Ralph Peters—retired Army officer, Fox News “Strategic Analyst,” and early supporter of President George W. Bush’s Mideast policies—has come to an important realization that all lovers of liberty should heed: Democracy doesn’t mean freedom.

With the very best intentions, we got it wrong. By elevating the establishment of democracy above all other priorities in states beyond Europe, we got elections—then had to watch freedom suffer.

Peters argues that the United States’s support for “democracy” has led not to freedom but to the suppression of individual rights by democratically elected governments in country after country in the Middle East, Russia, and elsewhere. “Mesmerized by elections,” Peters writes, “we forgot freedom.”

Although Peters laudably criticizes the “democracy at all costs” mentality, he unfortunately does not offer a clear alternative. He correctly notes that the United States was established on ”the rule of law and impartial judicial institutions” tasked with protecting individual rights. However, he calls this system a democracy rather than what it truly is: a constitutional republic.

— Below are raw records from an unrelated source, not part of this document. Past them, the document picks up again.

PR #187, opened 2022-09-21
installation of recorder on osx_arm64

mattersoflight:
See closed PR mehta-lab/recOrder#186.


talonchandler:
Thanks Shalin!

I just naively tested
`conda env create -f conda_env_OSX_arm64.yml`
on my M1 and received `Solving environment: failed` and `ResolvePackageNotFound:...`, 
so it seems like there need to be additional instructions beyond a simple "use this .yml-based environment".

FWIW when I type `arch` from my terminal I get `arm64`. 

I'll work with Ziwen to get to get this solved in a way that works out of the box from our M1s, and we'll likely ask you to test before merging.

ziw-liu:
I just verified with @edyoshikun and his fresh M1 Mac. It seems that the 'official' `conda` from Anaconda would be `x86_64` by default, downloading packages from `osx64`. And if one run `time.sleep(time_to_sleep)` in Python the 'Python 3.x' process would be 'Intel' in the Acitivity Monitor. In the meantime, the native `conda` (e.g. from conda-forge) would default to `arm64` (downloading package from `osx-arm64`). This explains the reason why @mattersoflight, @Christianfoley and I see the memory leak when doing `pip install pyqt5` (required by napari), but @talonchandler has never encountered such an issue.

talonchandler:
Great sleuthing, Ziwen!

> forcing a sub-channel on native conda installs should be sufficient to resolve https://github.com/mehta-lab/recOrder/issues/166.

Does this mean that specifying a channel and/or subchannel when we create the environment would be enough? Something like `conda create -n <env-name> -c <channel-name> python=3.9`? That would be excellent.

ziw-liu:
> Something like `conda create -n <env-name> -c <channel-name> python=3.9`?

Both `CONDA_SUBDIR=osx-64 conda create -n <env-name> python=3.9` and `conda create -n <env-name> -c conda-forge/osx-64 python=3.9` seems to work on my end. The later would require the user adding the `conda-forge` channel if they do not already have that. Can you test the first one to see it it works with the 'official' Anaconda `conda`?

ziw-liu:
> Can you test the first one to see it it works with the 'official' Anaconda `conda`?

I just tested with @edyoshikun and this works. Now this seems like the most universal solution to me.

ziw-liu:
The current commit of this PR is no longer a working solution after we explicitly depend on `napari[all]` in `setup.cfg`. `pip` will still attempt to install `napari` and thus `PyQt5` even `conda` has already installed a native version, and cause a 'quiet' memory leak.

ziw-liu:
Partially resolved with #165

ziw-liu:
@mattersoflight I think we can close this PR given https://github.com/mehta-lab/recOrder/issues/193#issuecomment-1319382740

ziw-liu:
Closing since the branch is stale and the issue is mostly resolved without the need of using a conda env file. @mattersoflight Can I also delete the branch from GitHub to keep the number of active remote branches down?

PR #196, opened 2022-09-26
Mapping capture background path from calibration to reconstruction

edyoshikun:
Added Signal/Slot to update the acquired background path on the reconstruction from the background capture button in acquisition.

### DIFF
--- a/recOrder/plugin/widget/main_widget.py
+++ b/recOrder/plugin/widget/main_widget.py
@@ -2113,7 +2113,7 @@ class MainWidget(QWidget):
             self.ui.le_bg_path.setText('Path Does Not Exist')
 
     @Slot(str)
-    def handle_bg_path_update(self, value:str):
+    def handle_bg_path_update(self, value: str):
         """
         Handles the update of the most recent background folderpath from
         BackgroundWorker to display in the reconstruction texbox.
--- a/recOrder/plugin/widget/main_widget.py
+++ b/recOrder/plugin/widget/main_widget.py
@@ -2112,6 +2112,17 @@ class MainWidget(QWidget):
         else:
             self.ui.le_bg_path.setText('Path Does Not Exist')
 
+    @Slot(str)
+    def handle_bg_path_update(self,value):
+        #Path from Background Worker
+        path = value
+        if os.path.exists(path):
+            self.acq_bg_directory = path
+            self.current_bg_path = path
+            self.ui.le_bg_path.setText(path)
+        else:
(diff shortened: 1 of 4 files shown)


edyoshikun:
This was using Falcon, for which we updated mmc version 09012022 and the respective components to work with RecOrder.

recOrder/plugin/widget/main_widget.py
```diff
@@ -2112,6 +2112,17 @@ def enter_acq_bg_path(self):
         else:
             self.ui.le_bg_path.setText('Path Does Not Exist')
 
+    @Slot(str)
+    def handle_bg_path_update(self,value):
```
ziw-liu, line 2116: Consider PEP 8 issue: `(self,value)` -> `(self, value)`.

ziw-liu: Also please include docstrings for your public methods.

recOrder/plugin/widget/main_widget.py
```diff
@@ -2112,6 +2112,17 @@ def enter_acq_bg_path(self):
...
+        #Path from Background Worker
+        path = value
+        if os.path.exists(path):
+            self.acq_bg_directory = path
+            self.current_bg_path = path
+            self.ui.le_bg_path.setText(path)
+        else:
+            self.ui.le_bg_path.setText('Path Does Not Exist')
```
ziw-liu, line 2124: Refer to: https://github.com/mehta-lab/recOrder/blob/f4d6407ca7d226ffddf04bfc77afc31d677c3aa5/recOrder/plugin/widget/main_widget.py#L2276-L2277

ziw-liu: Ideally we also want a napari-level warning banner for all these events. Maybe worth a separate issue for 1.0.0+.

ziw-liu: On second thought, do we need this if the parameter is only passed in from within `recOrder`? How about a try/except instead?

recOrder/plugin/widget/main_widget.py
edyoshikun: Thank you! I'll be mindful for future PRs.

ziw-liu (approved):
Looks good to me -- great first PR!

talonchandler:
Just tested on hummingbird---works extremely well. 

Great first PR, Ed!

talonchandler (approved):

PR #202, opened 2022-09-28
Remove pre-acquisition background file check for 'Estimated' background correction

### LINKED ISSUE #200: [BUG] Acquiring with an "Estimated" background correction fails if "Background Path" is empty
Yuming pointed out a bug: if you press "Acquire Birefringence" with "Estimated" background correction and the "Background Path" field is empty, it will fail. The tab become red and the hidden "Background Path" field also becomes red. You can fix this by changing the "BG Correction" box to "Measured", entering a path into the field, then changing back to "Estimated", but this is a kludge. 

@ziw-liu can you fix this so that opening recOrder and clicking "Acquire Birefringence" with "Estimated" works right away? Thanks for your help!

ziw-liu:
Fixes #200.

### DIFF
--- a/recOrder/plugin/widget/main_widget.py
+++ b/recOrder/plugin/widget/main_widget.py
@@ -779,7 +779,8 @@ class MainWidget(QWidget):
                 raise_error = True
                 self._set_tab_red('General', True)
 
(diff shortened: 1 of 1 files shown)


talonchandler (approved):
Tested and everything works well! Thanks.

PR #245, opened 2022-10-27
Turn off autoshutter before bg capture

### LINKED ISSUE #237: [BUG] Illumination is shuttered during background correction
Illumination is shuttered between channels during background correction, which can cause problems if the camera and shutter are not well coordinated. It will be better is the light is turn on at the beginning of collecting background images, left on between channels, and turn off at the end, like we do during data acquisition.

ieivanov:
Fixes #237 

Note that turning off autoshutter does not require an automatic shutter, i.e. this code will run even if the microscope has only a manual shutter


ziw-liu (approved):
Nice!

talonchandler:
Just tested on hummingbird...works like a charm! Thanks @ieivanov

PR #246, opened 2022-10-27
Simplify acquisition settings

talonchandler:
Following our discussion in group meeting, I've made the following simplifying changes to the "Acquisition Settings" panel:

- Instead of two 2D vs. 3D menus birefringence and phase, a single 2D vs. 3D menus
- Renamed "Acq Channel (BF Only)" to "BF Channel"
- "Phase from BF" checkbox aligned with "BF Channel" selection box

Screen Shot 2022-10-27 at 3 01 11 PM


ziw-liu (commented):
Code looks good to me!

Do you think there is a need to document what does 'Acquisition Mode' mean? It was not immediately clear to me from the GUI if the 2D and 3D modes for phase acquisition are capturing different raw data or doing different reconstruction.

ziw-liu (approved):

talonchandler:
Good call...I added a couple tooltips. Thanks @ziw-liu.

PR #248, opened 2022-11-01
90 degree orientation offset checkbox

talonchandler:
Thanks for offering to help finish and test this, Ziwen. 

In this draft PR I've placed the GUI elements...the relevant checkbox is named `cb_orientation_offset`. 

The expected behavior is:
- unchecked by default...no change to to the reconstructions or visualization
- if checked, both the reconstruction and the visualization of the reconstruction will be rotated by 90 degree---I think you'll like need to use apply something like `pi/2 modulo pi` to the existing reconstruction.


talonchandler:
Just tested on hummingbird with Ed and it's working as I expect. Thanks for adding the warning message. 

I can't approve a PR that I created, so can you approve and merge this, Ziwen? Thanks!

ziw-liu:
> can you approve and merge this

Ideally there's some code review since I experienced some confusing behavior during local testing (most likely due to some cache issue with editable install, disappeared after rebooting the computer). Maybe @edyoshikun can take a look if you haven't already?

ziw-liu (approved):

PR #261, opened 2022-11-08
Remove background debugging print statement

talonchandler:
This PR removes a debugging print statement that was left behind, solving #258. 

@mattersoflight brought up a potential concern that "local_fit" background corrections were being applied to phase reconstructions, but I have reread the code closely and found that this is not the case. Background corrections are only being applied to polarization acquisition.

### DIFF
--- a/recOrder/compute/qlipp_compute.py
+++ b/recOrder/compute/qlipp_compute.py
@@ -16,7 +16,7 @@ def initialize_reconstructor(
     z_step_um=None,
     pad_z=0,
     pixel_size_um=None,
-    bg_correction="local_fit",
+    bg_correction="None",
     n_obj_media=1.0,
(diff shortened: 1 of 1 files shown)


ziw-liu:
I found this behavior confusing too. Also when initializing the reconstructor for phase from BF, maybe we can explicitly pass in `None` for the `bg_correction` keyword argument (which defaults to `"local_fit"`) here:
https://github.com/mehta-lab/recOrder/blob/23f6edd864eafbc16be6b07f9c231f0abe1be178/recOrder/acq/acquisition_workers.py#L230-L247

ziw-liu (approved):

talonchandler:
Agreed. Changing the keyword argument to "None" is much cleaner. Thanks!

PR #270, opened 2022-11-09
Draw overlay for both 2D and 3D birefringence acquisitions

### LINKED ISSUE #263: Overlay is not generated for 3D "Retardance + Orientation" reconstructions
Acquiring "Retardance + Orientation" in 2D will result in an "Overlay" layer, but in 3D mode not overlay is generated. Can we use the same overlay settings and generate a 3D overlay by default?

ziw-liu:
Resolves #263

### DIFF
--- a/recOrder/plugin/main_widget.py
+++ b/recOrder/plugin/main_widget.py
@@ -22,6 +22,7 @@ from waveorder.io.reader import WaveorderReader
 from pathlib import Path, PurePath
 from napari import Viewer
 from napari.utils.notifications import show_warning
+from napari.qt.threading import create_worker
 from numpydoc.docscrape import NumpyDocString
 from packaging import version
 import numpy as np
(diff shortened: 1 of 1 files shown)


ziw-liu:
@talonchandler This naive solution does leave the GUI window unresponsive after reconstruction finished on the Automaton computer. Not sure if it is because of [this](https://github.com/mehta-lab/recOrder/issues/263#issuecomment-1307714044) though.

ziw-liu:
Now the GUI does not freeze, but there's a delay before 3D overlay can be updated. On a local computer with high single-thread CPU performance, a 21*512*512 volume (from demo MM camera) takes < 1s; with Xeon Silver @2.4GHz we typically have on microscope computers, a 21*2048*2048 volume will take 5~10s to be rendered.

talonchandler (approved):
This is awesome! I didn't realize we could spin up qt thread this easily. 

Works extremely well. Thanks @ziw-liu

PR #273, opened 2022-11-14
Read illumination parameters from the loaded calibration instead of GUI during acquisition

### LINKED ISSUE #255: Acquisition reads from "LC Calibration" tab instead of the most recently run/loaded calibration
The following steps illustrate the problem:
- Set "Illumination Scheme" to "5-State"
- "Run Calibration"
- "Acquire Birefringence"
- Set "Illumination Scheme" to "4-State" (without re-running the calibration)
- "Acquire Birefringence" --- fails with a mismatched shape error:
`ValueError(f'Unsupported image data size. Provide image data is of size: {data_dims}.'`

I think `recOrder` needs to keep it's internal calibration state separate from the GUI. In this case, `enter_calib_scheme` is run whenever the GUI changes, which updates `self.calib_scheme`, which is read and used by `acquisition_workers`. 

I might suggest that `QLIPP_Calibration` gets new attributes that are used to keep track of the latest calibration. With these new attributes, the `acquisition_workers` can call `self.calib_window.calib.calib_scheme` instead of the current `self.calib_window.calib_scheme`.

I have similar recommendations for handling `swing` and `wavelength`.

I'm very open to different solutions, too! Thanks @ziw-liu.

ziw-liu:
Fixes #255

### DIFF
--- a/recOrder/acq/acquisition_workers.py
+++ b/recOrder/acq/acquisition_workers.py
@@ -603,7 +603,7 @@ class PolarizationAcquisitionWorker(WorkerBase):
 
         # List the Channels to acquire, if 5-state then append 5th channel
         channels = ["State0", "State1", "State2", "State3"]
-        if self.calib_window.calib_scheme == "5-State":
+        if self.calib.calib_scheme == "5-State":
             channels.append("State4")
 
         self._check_abort()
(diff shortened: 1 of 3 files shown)


ziw-liu:
Test failed on pip network error. Running again.

ziw-liu:
There might still be minor improvements left on the table, but will proceed to merge since the current implementation does fix the issue.

talonchandler (approved):
Good catch! Ready to go from my perspective.

PR #275, opened 2022-11-15
Add ROI size check for the previous phase reconstructor

### LINKED ISSUE #236: Phase acquisitions fail after changing MM ROI
recOrder tries to precompute, save, and reuse OTFs so that it doesn't needlessly recompute identical OTFs during each acquisition. 

This functionality works well when there's a recOrder-side parameter change---the OTFs are recomputed correctly. However, the OTFs are not recomputed when we change the acquired ROI in MM, and the reconstruction will fail. 

Steps to reproduce:
- "Acquire Phase" from recOrder (OTF is computed and saved)
- Change the ROI in MM
- "Acquire Phase" from recOrder (OTF is not recomputed and recOrder errors with mismatched dimensions)

We can work around this bug by restarting recOrder so that the OTFs are computed from scratch.

I don't think this is a high-priority bug, but I think it should be handled correctly for 1.0.0.

ziw-liu:
Fixes #236

### DIFF
--- a/recOrder/acq/acquisition_workers.py
+++ b/recOrder/acq/acquisition_workers.py
@@ -254,7 +254,7 @@ class BFAcquisitionWorker(WorkerBase):
             self._check_abort()
 
             # compute new reconstructor if the old reconstructor properties have been modified
-            if self._reconstructor_changed():
+            if self._reconstructor_changed(stack.shape):
                 logging.debug(
                     "Reconstruction settings changed, updating reconstructor"
                 )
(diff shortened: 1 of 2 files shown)


recOrder/acq/acquisition_workers.py
```diff
@@ -413,60 +414,40 @@ def _reconstructor_changed(self):
...
+                ):
+                    return True
+            elif key == "n_slices":
+                if getattr(self, key) != getattr(old_recon, value):
+                    return True
+            elif key == "ps":
+                if getattr(self.calib_window, key) / float(
+                    self.calib_window.mag
+                ) != getattr(old_recon, value):
+                    return True
```
talonchandler, line 443: Excellent improvement!

talonchandler (approved):
Excellent! Thanks for handling this @ziw-liu. I tested on hummingbird and it's working extremely well. Merging...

Americans need to understand what democracy is—and unequivocally repudiate it.

“Freedom,” as Yaron Brook and Elan Journo explain in their article, “The ‘Forward Strategy for Failure,” “is fundamentally incompatible with democracy.” Though democracies and constitutional, rights-respecting republics both entail elections, that similarity is superficial.

Fundamentally, democracies and rights-respecting republics spring from opposite philosophic premises. Under democracy, the individual is regarded as having no rights and as subordinate to the majority or the state. Under a rights-respecting republic, the majority and the state are recognized as subordinate to the sovereign individual. The majority can elect representatives, but the power of representatives and of the entire government is strictly limited by the rights-respecting constitution. The government exists solely to protect individuals’ rights to life, liberty, and property.

The choice is stark: democracy or freedom—collectivism or individualism. If we are to advance the cause of freedom, both at home and abroad, we must recognize that democracy is the antithesis of freedom because it is the nemesis of rights.